▶ _EXERCISE_
Show all lines from the material that carry the word "same".

▶ _ENTRIES SHOWN_

....

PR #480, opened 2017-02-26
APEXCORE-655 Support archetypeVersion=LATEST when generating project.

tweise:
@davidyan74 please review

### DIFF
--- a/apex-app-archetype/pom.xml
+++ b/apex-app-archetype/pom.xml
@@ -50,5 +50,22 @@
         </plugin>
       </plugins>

....

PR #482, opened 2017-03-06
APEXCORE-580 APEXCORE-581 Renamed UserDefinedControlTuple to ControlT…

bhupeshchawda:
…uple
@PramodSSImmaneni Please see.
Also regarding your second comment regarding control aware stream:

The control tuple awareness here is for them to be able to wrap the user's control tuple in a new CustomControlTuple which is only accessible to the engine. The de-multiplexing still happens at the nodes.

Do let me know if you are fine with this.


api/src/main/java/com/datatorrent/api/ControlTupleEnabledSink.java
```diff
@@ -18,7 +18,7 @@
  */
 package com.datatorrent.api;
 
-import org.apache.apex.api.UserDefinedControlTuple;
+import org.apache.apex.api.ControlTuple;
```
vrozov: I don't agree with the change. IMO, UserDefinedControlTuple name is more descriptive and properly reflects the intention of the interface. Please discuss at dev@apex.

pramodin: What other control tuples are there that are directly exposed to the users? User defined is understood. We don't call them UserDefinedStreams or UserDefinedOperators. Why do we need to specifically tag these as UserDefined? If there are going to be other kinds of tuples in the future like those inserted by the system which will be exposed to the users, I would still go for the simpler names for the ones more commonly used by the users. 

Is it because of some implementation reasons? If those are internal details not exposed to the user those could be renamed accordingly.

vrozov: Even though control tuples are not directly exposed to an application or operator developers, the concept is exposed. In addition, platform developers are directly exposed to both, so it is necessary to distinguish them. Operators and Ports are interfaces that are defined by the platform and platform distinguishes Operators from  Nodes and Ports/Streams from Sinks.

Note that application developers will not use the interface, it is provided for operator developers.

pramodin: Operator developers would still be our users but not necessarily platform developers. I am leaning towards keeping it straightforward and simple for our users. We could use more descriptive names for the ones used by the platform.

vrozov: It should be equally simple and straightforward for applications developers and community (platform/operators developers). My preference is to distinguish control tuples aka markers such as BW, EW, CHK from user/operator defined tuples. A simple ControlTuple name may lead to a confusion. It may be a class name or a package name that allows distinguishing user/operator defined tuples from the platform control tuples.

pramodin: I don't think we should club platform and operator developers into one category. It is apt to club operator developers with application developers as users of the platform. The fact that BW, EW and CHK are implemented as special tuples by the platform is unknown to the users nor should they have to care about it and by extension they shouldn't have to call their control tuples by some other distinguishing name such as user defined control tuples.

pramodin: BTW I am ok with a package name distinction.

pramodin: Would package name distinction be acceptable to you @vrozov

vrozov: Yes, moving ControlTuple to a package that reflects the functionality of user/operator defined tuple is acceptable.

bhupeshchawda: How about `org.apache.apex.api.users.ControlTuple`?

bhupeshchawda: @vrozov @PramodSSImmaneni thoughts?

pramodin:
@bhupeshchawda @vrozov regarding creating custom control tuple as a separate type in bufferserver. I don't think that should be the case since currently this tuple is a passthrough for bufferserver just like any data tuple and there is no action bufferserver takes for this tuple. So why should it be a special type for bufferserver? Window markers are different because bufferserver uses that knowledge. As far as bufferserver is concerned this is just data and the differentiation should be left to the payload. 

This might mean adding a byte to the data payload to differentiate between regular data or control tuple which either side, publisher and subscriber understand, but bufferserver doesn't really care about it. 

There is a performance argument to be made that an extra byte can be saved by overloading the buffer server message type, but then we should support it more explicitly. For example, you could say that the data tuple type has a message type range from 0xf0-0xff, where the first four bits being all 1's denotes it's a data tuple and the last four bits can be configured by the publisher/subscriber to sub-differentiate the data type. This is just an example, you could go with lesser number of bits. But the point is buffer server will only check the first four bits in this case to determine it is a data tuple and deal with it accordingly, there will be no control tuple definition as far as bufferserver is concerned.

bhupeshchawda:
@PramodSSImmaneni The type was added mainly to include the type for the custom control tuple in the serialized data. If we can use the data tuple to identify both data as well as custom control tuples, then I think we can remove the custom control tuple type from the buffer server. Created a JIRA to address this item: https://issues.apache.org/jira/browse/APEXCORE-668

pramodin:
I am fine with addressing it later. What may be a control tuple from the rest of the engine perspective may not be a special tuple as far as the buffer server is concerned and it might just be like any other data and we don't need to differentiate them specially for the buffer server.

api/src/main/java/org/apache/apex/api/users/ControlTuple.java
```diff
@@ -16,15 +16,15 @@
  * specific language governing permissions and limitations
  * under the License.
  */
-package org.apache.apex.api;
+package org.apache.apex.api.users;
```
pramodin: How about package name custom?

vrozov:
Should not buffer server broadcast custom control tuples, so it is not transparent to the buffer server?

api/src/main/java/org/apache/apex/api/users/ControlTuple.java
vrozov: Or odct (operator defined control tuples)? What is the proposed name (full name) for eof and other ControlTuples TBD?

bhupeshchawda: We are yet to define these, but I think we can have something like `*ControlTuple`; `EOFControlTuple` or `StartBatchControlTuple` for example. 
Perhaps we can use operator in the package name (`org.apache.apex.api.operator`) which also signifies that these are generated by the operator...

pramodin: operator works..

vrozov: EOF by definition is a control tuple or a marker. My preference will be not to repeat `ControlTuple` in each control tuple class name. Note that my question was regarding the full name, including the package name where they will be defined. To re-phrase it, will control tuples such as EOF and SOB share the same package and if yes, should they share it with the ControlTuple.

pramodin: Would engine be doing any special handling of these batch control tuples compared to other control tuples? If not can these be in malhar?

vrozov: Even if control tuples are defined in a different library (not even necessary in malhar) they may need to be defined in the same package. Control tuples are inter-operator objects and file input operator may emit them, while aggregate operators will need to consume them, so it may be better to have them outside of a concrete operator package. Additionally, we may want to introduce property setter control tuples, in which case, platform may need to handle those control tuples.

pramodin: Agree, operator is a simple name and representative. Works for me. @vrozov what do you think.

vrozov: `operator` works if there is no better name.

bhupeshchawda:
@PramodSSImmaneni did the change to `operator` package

....

▶ _ANSWER TO THE PROBLEM_
vrozov: EOF by definition is a control tuple or a marker. My preference will be not to repeat `ControlTuple` in each control tuple class name. Note that my question was regarding the full name, including the package name where they will be defined. To re-phrase it, will control tuples such as EOF and SOB share the same package and if yes, should they share it with the ControlTuple.
vrozov: Even if control tuples are defined in a different library (not even necessary in malhar) they may need to be defined in the same package. Control tuples are inter-operator objects and file input operator may emit them, while aggregate operators will need to consume them, so it may be better to have them outside of a concrete operator package. Additionally, we may want to introduce property setter control tuples, in which case, platform may need to handle those control tuples.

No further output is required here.